Support for U.N. military intervention was strongest in Ghana (80 percent), Kenya (75 percent), Nigeria and Tanzania (66 percent), Zimbabwe (65 percent), and Cameroon (64 percent). It was weakest in Angola (55 percent), and South Africa (47 percent).

The greatest number of people rejecting any foreign military intervention was in Cameroon (20 percent) and the smallest number was in Ghana (6 percent), GlobeScan said.

The polls were released as the prosecutor of the fledgling International Criminal Court said Wednesday he would proceed with an investigation into murder and rape in Darfur even though Sudan planned to conduct its own trials.

Luis Moreno-Ocampo, in his first appearance before the U.N. Security Council, said he would press on in probing atrocities in Darfur, including those possibly perpetrated by senior Sudanese government and military officials.

Darfur is the first case the U.N. Security Council has referred to the court. Sudan had said it would not extradite any of its citizens and instead announced it would hold its own trials. On Wednesday, news reports said Sudan's U.N. ambassador, Elfatih Erwa, told reporters that the question of extradition remained hypothetical as the government in Khartoum had not yet been asked to hand over any suspects.

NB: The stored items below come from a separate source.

PR #1708, opened 2020-11-05
change from fractional to rates

yairchn:
### Description

This draft PR changes the fractional entrainment and detrainment (ε, δ) to be written as entrainment and detrainment rates (E=ρawε , Δ=ρawδ) which should be positive definite regardless of updraft vertical velocity (w) to maintain physical sources.

### DIFF
--- a/test/Atmos/EDMF/closures/entr_detr.jl
+++ b/test/Atmos/EDMF/closures/entr_detr.jl
@@ -44,78 +44,76 @@ function entr_detr(
     N_up = n_updrafts(m.turbconv)
     ρ_inv = 1 / gm.ρ
     a_up_i = up[i].ρa * ρ_inv
+    if a_up_i<FT(0)#m.turbconv.subdomains.a_min
+        E_dyn = FT(0)
+        Δ_dyn = FT(0)
+        E_trb = FT(0)
+    else
+        lim_E = entr.lim_ϵ
+        lim_amp = entr.lim_amp
+        w_min = entr.w_min
+        # precompute vars
+        w_up_i = up[i].ρaw / up[i].ρa
+        sqrt_tke = sqrt(max(en.ρatke, 0) * ρ_inv / env.a)
+        # ensure far from zero
+        Δw = filter_w(w_up_i - env.w, w_min)
+        w_up_i = filter_w(w_up_i, w_min)
+        Δb = up_aux[i].buoyancy - en_aux.buoyancy
+        D_E, D_δ, M_δ, M_E =
+            nondimensional_exchange_functions(m, entr, state, aux, t, ts, env, i)
 
-    lim_ϵ = entr.lim_ϵ
-    lim_amp = entr.lim_amp
-    w_min = entr.w_min
-    # precompute vars
-    w_up_i = up[i].ρaw / up[i].ρa
-    sqrt_tke = sqrt(max(en.ρatke, 0) * ρ_inv / env.a)
-    # ensure far from zero
-    Δw = filter_w(w_up_i - env.w, w_min)
-    w_up_i = filter_w(w_up_i, w_min)
+        # I am commenting this out for now, to make sure there is no slowdown here
+        Λ_w = abs(Δb / Δw)
+        Λ_tke = entr.c_λ * abs(Δb / (max(en.ρatke * ρ_inv, 0) + w_min))
+        λ = lamb_smooth_minimum(
+            SVector(Λ_w, Λ_tke),
+            m.turbconv.mix_len.smin_ub,
+            m.turbconv.mix_len.smin_rm,
+        )
 
-    Δb = up_aux[i].buoyancy - en_aux.buoyancy
+        # compute entrainment/detrainment components
+        E_trb =
+            2 * up[i].ρa * entr.c_t * sqrt_tke /
+            max(m.turbconv.pressure.H_up, entr.εt_min)
+        E_dyn = up[i].ρa*λ*(D_E + M_E)
+        Δ_dyn = up[i].ρa*λ*(D_δ + M_δ)
 
-    D_ε, D_δ, M_δ, M_ε =
-        nondimensional_exchange_functions(m, entr, state, aux, t, ts, env, i)
-
-    # I am commenting this out for now, to make sure there is no slowdown here
-    Λ_w = abs(Δb / Δw)
-    Λ_tke = entr.c_λ * abs(Δb / (max(en.ρatke * ρ_inv, 0) + w_min))
-    λ = lamb_smooth_minimum(
-        SVector(Λ_w, Λ_tke),
-        m.turbconv.mix_len.smin_ub,
-        m.turbconv.mix_len.smin_rm,
-    )
-
-    # compute limiters
-    εt_lim = εt_limiter(w_up_i, lim_ϵ, lim_amp)
-    ε_lim = ε_limiter(a_up_i, lim_ϵ, lim_amp)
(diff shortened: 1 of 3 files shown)


test/Atmos/EDMF/closures/mixing_length.jl
```diff
@@ -91,9 +91,9 @@ function mixing_length(
     w_up = vuntuple(i -> up[i].ρaw / up[i].ρa, N_up)
     b = sum(
         ntuple(N_up) do i
-            a_up[i] * w_up[i] * δ[i] / env.a *
+            a_up[i] * w_up[i] * Δ[i]/max(up[i].ρaw,eps(FT)) / env.a *
```
yairchn, line 94: we need to decide how to better handle the case of Δ=ρawδ=0 when w=0. (w=0 is an allowed value, in contrast to a=0 which should be circumvented elsewhere in the code).

ilopezgp:
@yairchn do you have an idea about why this fails the regression tests? From a theoretical point of view, an implementation of E or ε should not matter, only in limiting cases where either a or w are zero.

test/Atmos/EDMF/closures/entr_detr.jl
```diff
@@ -44,78 +44,43 @@ function entr_detr(
...
+            SVector(Λ_w, Λ_tke),
+            m.turbconv.mix_len.smin_ub,
+            m.turbconv.mix_len.smin_rm,
+        )
 
-    Δb = up_aux[i].buoyancy - en_aux.buoyancy
+        # compute entrainment/detrainment components
+        E_trb =
+            2 * up[i].ρa * entr.c_t * sqrt_tke /
+            max(m.turbconv.pressure.H_up, entr.εt_min)
```
ilopezgp, line 77: This is something I don't understand fully either in the previous or current formulation. Why is there a `entr.εt_min`, but it does not have units of `εt`? Is this the minimum updraft height? If so, we should definitely change the name of this variable.

test/Atmos/EDMF/closures/mixing_length.jl
ilopezgp: In the entr_detr function, we could return both E_dyn, Δ_dyn, E_trb and ε_dyn, δ_dyn, ε_trb (or a subset of that). That way, we can deal with 0/0 problems at the source of the problem, and pass the fractional rates here.

ilopezgp, line 94: Should be: ` Δ[i] / gm.ρ/ env.a *`

test/Atmos/EDMF/closures/mixing_length.jl
```diff
@@ -91,9 +91,9 @@ function mixing_length(
...
             ((w_up[i] - env.w) * (w_up[i] - env.w) / 2 - tke_en) -
-            a_up[i] * w_up[i] * (w_up[i] - env.w) * εt[i] * env.w / env.a
+            a_up[i] * w_up[i] * (w_up[i] - env.w) * Et[i]/max(up[i].ρaw,eps(FT)) * env.w / env.a
```
ilopezgp, line 96: Same here, you are multiplying and dividing by `a_up[i] * w_up[i]`

ilopezgp (changes requested):

test/Atmos/EDMF/closures/entr_detr.jl
```diff
@@ -44,78 +44,43 @@ function entr_detr(
     N_up = n_updrafts(m.turbconv)
     ρ_inv = 1 / gm.ρ
     a_up_i = up[i].ρa * ρ_inv
+    if a_up_i<FT(0)#m.turbconv.subdomains.a_min
+        E_dyn = FT(0)
```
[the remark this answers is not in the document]
yairchn: its a good question. the problem is that the filters that prevent negative area are not in place in master, so I was feeling that I should include it for now to remove once all pieces are in master

test/Atmos/EDMF/closures/entr_detr.jl
```diff
@@ -44,78 +44,43 @@ function entr_detr(
...
-entrainment needed to ensure positiveness
-of the updraft vertical velocity, given
- - `w_up_i`, the updraft vertical velocity
- - `ϵ`, a minimum threshold value
-"""
-εt_limiter(w_up_i::FT, ϵ::FT, lim_amp::FT) where {FT} =
-    FT(1) + lim_amp * exp(-w_up_i^2 / (2 * ϵ))
+        E_dyn = min(max(E_dyn, FT(0)), FT(1))
+        Δ_dyn = min(max(Δ_dyn, FT(0)), FT(1))
+        E_trb = min(max(E_trb, FT(0)), FT(1))
```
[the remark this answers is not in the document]
yairchn: The ideal would be only to take " E_dyn = max(E_dyn, FT(0))"
to limit to non negative values. But I left it as is for now. what do you think?

test/Atmos/EDMF/closures/entr_detr.jl
yairchn: it should be changed I will make a PR to change the name of this parameter

test/Atmos/EDMF/closures/mixing_length.jl
yairchn: by definition  δ[I]=Δ[i]/up[i].ρaw

test/Atmos/EDMF/closures/mixing_length.jl
yairchn: by definition εt[I]=Et[I]/up[i].ρaw

test/Atmos/EDMF/closures/entr_detr.jl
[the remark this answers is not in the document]
ilopezgp: I would take out the min condition... We did not have it in SCAMPy and it worked like this

test/Atmos/EDMF/closures/entr_detr.jl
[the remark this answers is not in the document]
ilopezgp: This is something worth checking with @charleskawczynski.

test/Atmos/EDMF/closures/mixing_length.jl
ilopezgp: I know, but you have ` a_up[i] * w_up[I]` in front, which was used because `up[i].ρaw*δ[I]=Δ[i].` If you look at equation (19) in my paper you will see that the strange I is b: The formulation is valid in term of Δ, we do not need updraft area fraction or vertical velocity in the denominator.

test/Atmos/EDMF/closures/mixing_length.jl
ilopezgp: Same as above, if you look at equation (19) you will see that we do not need it.

test/Atmos/EDMF/closures/entr_detr.jl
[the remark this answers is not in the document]
charleskawczynski: The filter would disallow this. We can include the filter in a callback in the driver in this PR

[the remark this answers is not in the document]
yairchn: in that case I will remove. this if command

test/Atmos/EDMF/closures/entr_detr.jl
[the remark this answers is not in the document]
yairchn: ok removed

ilopezgp (approved):

ilopezgp:
LGTM, just need to fix the formatter.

Separately, the U.N.'s top humanitarian official in Khartoum said Tuesday that international aid had helped to bring the death rate in Darfur below crisis levels but warned that if fighting were to resume or aid supplies were to dry up, the situation would deteriorate rapidly.

U.N. Humanitarian Coordinator for Sudan Manuel Aranda Da Silva, said a U.N. survey showed that the death rate in Darfur between November and May had fallen to 0.8 deaths per day per 10,000 people, three times lower than at the height of the crisis a year ago, according to news reports from the Sudanese capital. The U.N. uses an international crisis threshold of one death per 10,000.